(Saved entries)
========================================================================

PR #1055, opened 2023-10-15
test: example-docker use action from branch

MikeMcC399:
For consistency with other examples, the [example-docker.yml](https://github.com/cypress-io/github-action/blob/master/.github/workflows/example-docker.yml) workflow is modified to use the action from its branch instead of from the published action. CI will then test after `push` or `pull_request` event triggers correctly using any modifications to the action.

```yaml
- uses: cypress-io/github-action@v6
```

is changed to

```yaml
- uses: ./
```

### DIFF
--- a/.github/workflows/example-docker.yml
+++ b/.github/workflows/example-docker.yml
@@ -19,7 +19,7 @@ jobs:
       options: --user 1001
     steps:
       - uses: actions/checkout@v4
-      # replace by the following for regular use:
+      # replace with the following for regular use:
       # uses: cypress-io/github-action@v6
       - uses: ./
         with:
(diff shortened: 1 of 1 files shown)


.github/workflows/example-docker.yml
```diff
@@ -19,7 +19,9 @@ jobs:
       options: --user 1001
     steps:
       - uses: actions/checkout@v4
-      - uses: cypress-io/github-action@v6
+      # replace by the following for regular use:
```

========================================================================

Description of the task => Run a filter over the data above and keep each line that contains the word "following".

Reply to the exercise =>
-      # replace by the following for regular use:
+      # replace with the following for regular use:
+      # replace by the following for regular use:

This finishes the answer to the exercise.